While our hypertrumpet and hypercone have negative curvature in timelike directions, they both have positive curvature in spacelike directions. An infinite volume is still the only 3-manifold with zero curvature (and an infinite hyperbolic paraboloid is still the only manifold with negative curvature) explained by General Relativity alone.

HOWEVER

It turns out that compact hyperbolic manifolds (such as the Weeks Space) exist. A 3-torus would work in a flat universe. But then, we would have to live in a universe with a really funky topology (I should have read Which 4-manifold do we live in? first). However, results from the Wilkinson Microwave Anisotropy Probe seem to indicate that the universe is flat.

Another objection: An infinite amount of matter will result in an infinite gravitational pull. There are a couple of possible ways out of this, all hinging on the observed fact that the Universe is expanding:

  • If gravity behaves in a quantum manner similar to the electromagnetic force, with gravitons that behave like photons, then some analogy of redshift applies to gravity. In a way, the "infinite gravity" problem is similar to Olbers' paradox, which of course is resolved by redshift.
  • If, as a few physicists think, gravity is transmitted instantaneously, it still has to overcome the initial "force" of the Big Bang, not to mention whatever is making the expansion speed up. Since an infinite universe is an open or flat Universe, we already know it's flinging itself apart too fast for gravity to overcome.

1Please read Which 3-manifold do we live in? and Which 4-manifold do we live in?
2By the "laws of physics", cosmologists usually mean the values of certain "magical" fundamental constants, rather than its underlying mathematical basis.
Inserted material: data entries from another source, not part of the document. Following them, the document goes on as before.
PR #153, opened 2017-07-17
Issue 60: Allow http://openrosa.org/xforms namespace for meta

mdudzinski:
This work is based on #68 but it uses `namespacePrefix` field instead of `namespacePrefixesByURI`.

### DIFF
--- a/src/org/javarosa/xform/parse/XFormParser.java
+++ b/src/org/javarosa/xform/parse/XFormParser.java
@@ -334,15 +334,10 @@ public class XFormParser implements IXFormParserFunctions {
     private Map<String, String> buildNamespacesMap() {
         final Map<String, String> namespacePrefixesByURI = new HashMap<>();
 
-        for (int i = 0; i < _xmldoc.getChildCount(); i++) {
-            Object firstChild = _xmldoc.getChild(0);
-            if (firstChild instanceof Element) {
-                Element el = (Element) firstChild;
-                if (el.getName().equals("html")) {
-                    for (int j = 0; j < el.getNamespaceCount(); j++) {
-                        namespacePrefixesByURI.put(el.getNamespaceUri(j), el.getNamespacePrefix(j));
-                    }
-                }
+        Element el = _xmldoc.getRootElement();
+        if (el.getName().equals("html")) {
+            for (int i = 0; i < el.getNamespaceCount(); i++) {
+                namespacePrefixesByURI.put(el.getNamespaceUri(i), el.getNamespacePrefix(i));
             }
         }
 
--- a/src/org/javarosa/xform/parse/XFormParser.java
+++ b/src/org/javarosa/xform/parse/XFormParser.java
@@ -328,7 +328,7 @@ public class XFormParser implements IXFormParserFunctions {
         return _f;
     }
 
-    /** Extracts the namespaces from the element, if present, and creates a map of URI to prefix */
+    /** Extracts the namespaces from the given element and creates a map of URI to prefix */
     private static Map<String, String> buildNamespacesMap(Element el) {
         final Map<String, String> namespacePrefixesByURI = new HashMap<>();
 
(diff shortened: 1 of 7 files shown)


src/org/javarosa/xform/parse/XFormParser.java
```diff
@@ -330,15 +328,12 @@ public FormDef parse() throws IOException {
         return _f;
     }
 
-    /** Extracts the namespaces from the html element, if present, and creates a map of URI to prefix */
-    private Map<String, String> buildNamespacesMap() {
+    /** Extracts the namespaces from the element, if present, and creates a map of URI to prefix */
```
dcbriccetti: The “if present, ” in the comment no longer applies.

mdudzinski: @dcbriccetti that's right, thanks! I'll fix it.

test/org/javarosa/xform/parse/XFormParserTest.java
```diff
@@ -49,6 +77,50 @@ public void parsesMetaNamespaceForm() throws IOException {
         assertEquals("Number of error messages", 0, parseResult.errorMessages.size());
     }
 
+    @Test
+    public void serializeAndRestore_MetaNamespaceFormInstance() throws IOException {
```
dcbriccetti: Did you intend to use an “_”?

mdudzinski: Yes because I like the idea of having underscore in tests names because it's easier to read them and those test methods are never called by hand.
However all existing tests use camelCase so perhaps we shouldn't mix the conventions. 
At least in a single test class. I'll change this. 
Thanks!

lognaturel:
Thank you both very much @dcbriccetti and @mdudzinski! 

@dcbriccetti and I did a live review together in #javarosa-code. The only thing I was left wondering about was whether `serializeAndRestoreMetaNamespaceFormInstance` should additionally show that the namespace in the form def and the namespace in the filled out instance match. If you think that would be a helpful extra check, it can be added in a separate PR. 

And now that I think about it, I have an additional question about the test. I noticed that XML generated for the filled out instance has the `orx2` prefix defined on the `data` node when I did `xml.writeExternal(new DataOutputStream(System.out));`. As @mdudzinski commented before, Collect filled out instances define the prefix on the `meta` node. What accounts for that difference?

mdudzinski:
@lognaturel @dcbriccetti Very good point! I somehow thought namespaces are being exercised under the hood but they are not. I added missing assertions in #155.

Yes the serialization of the namespaces is a bit tricky. In kxml2, the prefixes -> URI map is kept in `org.kxml2.kdom.Element.prefixes` field. There can be multiple namespaces definitions (prefix->URI maps), each defined at different tree level just like in an xml file. When `KXmlSerializer` is serializing a `Document` instance and finds an `Element` instance that has an URI in a `namespace` field that hasn't been defined in the element's its ancestors `prefixes` field, then serializer provides own prefix value for this namespace and puts the definition (in xml)  in the element's tag.

Calling `loadNamespaces(_xmldoc.getRootElement(), fi);` in `private void parseDoc(Map<String, String> namespacePrefixesByUri)` loads the namespaces defined in the form root element (html tag) into the form instance root element (data tag). This ensure that prefixes are consistent across restored form instance and the form definition but in the form instance xml file, namespaces definition is put in the root tag.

It is easy to prove that the universe is not infinite in size. If the universe, as is almost universally accepted, started at a finite size (actually a point, followed by the Big Bang and/or Cosmic Inflation), and has always expanded at a finite rate (there is no evidence to show otherwise), then it would take an infinite amount of time to reach infinity in size. Since a finite amount of time has passed since the beginning of the universe, then the universe must be finite in size.
The only way the universe could be infinite is if it started off infinitely large, or it ever had an infinite growth rate.
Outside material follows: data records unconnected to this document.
PR #154, opened 2017-07-20
Provide the initial implementation of external secondary instances, Issue 16

dcbriccetti:
…ssue 16.


dcbriccetti:
@lognaturel, what’s the next action here?

lognaturel:
This is a complete implementation of CommCare JavaRosa's "slow" approach to external secondary instances, is that right?

Clayton wrote 
> If you are looking for stress tests I would also try to test using external instances with attributes, and context switches (IE : instance('a')/data/item[@id = instance('b')/data/id]/output to make sure those work correctly, as that's where the faults are likely to start showing themselves

Perhaps that's something to add here? Or maybe it's best left to another PR, I'm not sure. This should have no effect on any existing behavior, right?

I think now might be a good time to get @mdudzinski involved for a thorough review.

dcbriccetti:
>This is a complete implementation of CommCare JavaRosa's "slow" approach to external secondary instances, is that right?

Yes, at least as far as the functionality the parsesExternalSecondaryInstanceForm test exercises goes.

All existing tests still pass, and this should not alter existing functionality. Yes, a review from @mdudzinski would be great.

dcbriccetti:
>Perhaps that's something to add here? Or maybe it's best left to another PR, I'm not sure.

Because this change is so large, I’d like to see it merged to master even if there is more work to do on the feature.

mdudzinski:
@lognaturel @dcbriccetti I'll review this.

mdudzinski:
@dcbriccetti There is something odd with the commits `Manually merge “serialize and restore test improvement” from @mdudzinski`  is doubled but [the second commit](https://github.com/opendatakit/javarosa/pull/154/commits/d93811a06f2a3934b2ff487adf28aa2014b72cac) introduces changes that are not mine. I believe this should be fixed before merging so we have a clean commit tree.

src/org/javarosa/core/reference/ReferenceManager.java
```diff
@@ -49,7 +49,7 @@ private ReferenceManager() {
 	 * @return Singleton accessor to the global
 	 * ReferenceManager.
 	 */
-	public static ReferenceManager _() {
+	public static ReferenceManager instance() {
```
mdudzinski: Yeay finally :) '_' might not being supported in the future Java release warning was really annoying

src/org/javarosa/xml/util/ActionableInvalidStructureException.java
```diff
@@ -0,0 +1,37 @@
...
+import org.javarosa.core.util.NoLocalizedTextException;
+
+/**
+ * Invalid structure error that can _potentially_ be recovered from via
+ * advanced user intervention. Useful for notifying the user that the issue lies
+ * on the server.
+ *
+ * @author Phillip Mates (pmates@dimagi.com).
+ */
+public class ActionableInvalidStructureException extends InvalidStructureException {
```
mdudzinski: This class isn't used in the JavaRosa codebase at all. I guess it's used in dimagi's client but looks like we don't need it. At least yet?

src/org/javarosa/xml/util/UnfullfilledRequirementsException.java
```diff
@@ -0,0 +1,82 @@
+package org.javarosa.xml.util;
+
+/**
+ * @author ctsims
+ */
+public class UnfullfilledRequirementsException extends Exception {
```
mdudzinski: This exception doesn't seem to be thrown anywhere. Only caught in `ExternalDataInstance`'s contructor and declared in `ElementParser#parse()` method signature.

src/org/javarosa/core/model/instance/ExternalDataInstance.java
```diff
@@ -0,0 +1,50 @@
...
+        super(instanceId);
+        setName(instanceId);
+        try {
+            URI uri = new URI(srcLocation);
+            if ("jr".equals(uri.getScheme()) && "file".equals(uri.getHost())) {
+                String absolutePath = /* ToDo: find out how to get the actual location */
+                        System.getProperty("user.dir") + "/resources" + uri.getPath();
+                KXmlParser xmlParser = ElementParser.instantiateParser(new FileInputStream(absolutePath));
+                TreeElementParser treeElementParser = new TreeElementParser(xmlParser, 0, instanceId);
+                root = treeElementParser.parse();
```
mdudzinski: I/O operations in an object's constructor looks super strange to me. 
@dcbriccetti shouldn't we think on refactoring this? now or in the nearest future? Or we don't bother for now as more work from dimagi's is going to be merged?

dcbriccetti:
@mdudzinski Thanks for all the notes.

>There is something odd with the commits Manually merge “serialize and restore test improvement” from @mdudzinski is doubled but the second commit introduces changes that are not mine. I believe this should be fixed before merging so we have a clean commit tree.

In the process of merging your changes into the branch, I manually reapplied my changes to the files. Since you changed that file, I reapplied my changes to it. What can we do to make this better?

src/org/javarosa/xml/util/UnfullfilledRequirementsException.java
dcbriccetti: You’re right. Thanks.

src/org/javarosa/core/model/instance/ExternalDataInstance.java
dcbriccetti: At one point I had my autographed copy of Josh Bloch’s Effective Java Second Edition practically memorized. Then I left java for over 8 years (for Scala). Help me remember why this is a bad practice?

mdudzinski:
@dcbriccetti I think the message of the second commit should be different, something like "re-applying changes lost during the merge" to avoid confusion. But honestly I prefer re-basing as it produces much cleaner commit tree. Instead of merging somebody's work branch into your own, you just do a rebase against the master branch after somebody's work branch has been merged. After you do this, you need to update your branch with a force push. 
It works well only if you are the only one who works on your branch.

src/org/javarosa/core/model/instance/ExternalDataInstance.java
mdudzinski: @dcbriccetti I think it's a bad practice in a lot of languages. The biggest problem is that it may be hard to unit test this class in isolation. It is implicitly dependent on `TreeElementParser` so you cannot use a stubbed one. It also hardcodes the path so you cannot easily change it for testing or when using JavaRosa in a client app. 

I think it also breaks the single responsibility principle where a class that stands for a tree structure is also responsible for I/O, xml parsing and handling errors that come from this operations.

Another thing: I/O calls may be considered to have side-effects in similar way network calls does (communication with outside world and errors) although they are far less likely. However, consider running this code on an Android device when user ejects an sd-card. Or on an invalid external instance xml.

dcbriccetti: @mdudzinski, thanks for pointing out where this needs improvement. I was considering it a work in progress. As you saw there are several // ToDos in there, that I thought we’d resolve as we got a little further along. I suggest we make your recommended changes later, perhaps driven by testing and further development.

dcbriccetti:
>I think the message of the second commit should be different...

I agree with what you say. However, I’ve spent hours keeping this branch up to date and have a lot of other things to do. I don’t know how to go back and change a commit comment, but I have made a new branch from before that comment, and re-made the changes from that point. I can certainly understand that you don’t want your name tagged on a commit that you had nothing to do with. Can we let the rest of it slide this time?

dcbriccetti:
Replaced by https://github.com/opendatakit/javarosa/pull/157

src/org/javarosa/core/model/instance/ExternalDataInstance.java
mdudzinski: @dcbriccetti That's fine. It's an initial implementation after all:) just wanted to highlight the code that needs improving so we won't lose/forget about it as we move forward. Thanks!

mdudzinski:
@dcbriccetti No worries. It's not that I don't want my name tagged on this commit because it doesn't contain my work. It's just because I always try to pay attention to have clean commit tree. It makes dive in the history easier if you need to for some reasons and two commits with same message are always confusing. Like looking for when a bug, feature or unexpected behavior was introduced.

mdudzinski:
@lognaturel I did some reading and I'm impressed with what can be done with external instances. I haven't realized this. This code is a good starting point for further improvements. Not sure what is planned to be next but changing the magic csv support into an external instance approach seems reasonable.

PR #157, opened 2017-07-28
External secondary instances 3

dcbriccetti:
Replaces https://github.com/opendatakit/javarosa/pull/154


mdudzinski:
Code is okay but I'm wondering how ed820c0 got into this PR :)

dcbriccetti:
>Code looks good but I'm wondering how ed820c0 got into this PR :)

I’ll try the rebase approach next time. I cherry picked a commit to make the branch current.

dcbriccetti:
Hi @lognaturel. Is there anything else to do before merging this?

lognaturel:
Just to make sure the status here is clear, we discussed in #javarosa-code and @dcbriccetti will build a jar and do one last sanity check with Collect using this version of the code so we can all sleep better at night.

dcbriccetti:
I’m glad we are sane and do sanity checks, because I missed something. Collect uses ReferenceManager’s ```_``` method, which I had renamed to ```instance```. I just added a deprecated “alias” ```_``` that calls instance, so no changes will be needed in Collect. *Now* we can sleep better at night.

lognaturel:
Thanks for doing that extra check and catching that issue.

@yanokwa how about doing a snapshot release that we can get in Collect after the 1.9.1 release? That will allow us to exercise these changes some more before they go out into the wild.

yanokwa:
2.5.0 snapshot is out!

dcbriccetti:
How great to get this large change in!

PR #339, opened 2015-10-07
shadow assets improved for a11y

chaals:
One SVG, only half-finished improving… (but better than the version
already merged)

Keeping in a parallel directory as protection against having it
overwritten (I hope)


hayatoito:
Instead of having a parallel directory, could you keep the updated SVG files in the same directory?
Please feel free to update SVG files directly in the directory so that we don't need to update HTML file.

We don't need to protect against having it overwritten because we'll overwrite it with a better (or latest) SVG file, always.

chaals:
Sorry, I will do. I somehow got out of synch yesterday, but I think this PR now does what we both want.

hayatoito:
Thanks. LGTM.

If the universe is infinitely large, it could still be growing. If, from any point in the universe, the rest of the universe seems to be moving uniformly away from the observer, then the universe is obviously growing--even if it is infinite in volume!

In fact, we know from redshift that the rest of the universe is moving away from us: stars, nebulae, galaxies, entire clusters of galaxies--all are moving away from us. The farther away they are from us right now, the greater their speed away from us. (See: Hubble constant.)

A commonly used analogy to help explain this is to picture some two-dimensional beings living on the surface of a balloon. The beings, unaware of the curvature of the balloon in three-dimensional space, look in all directions and see an infinite expanse of two-dimensional space. If one of them decides to embark on a journey to "the end of the balloon" by walking in a straight line, he will eventually circle around and end up exactly where he started, without ever having reached a boundary or deviated from his straight-line path. The two-dimensional being is completely within his rights in assuming that his balloon universe is infinite.

Now imagine a careless Everything user comes along and starts blowing more air into the balloon. Pandemonium! Squiggly flat people who were standing right next to each other having a conversation just moments ago are suddenly across the room from each other. On the next breath of air, the balloon grows even bigger and suddenly these people aren't even in the same city! Chaos ensues, the squiggly flat peoples' government breaks down; martial law is declared, and eventually the squiggly flat peoples' society reverts to despotism.

Now the squiggly people are dead or dying, hopelessly spread out across the vast area of their expanded, infinite universe. I hope you're satisfied!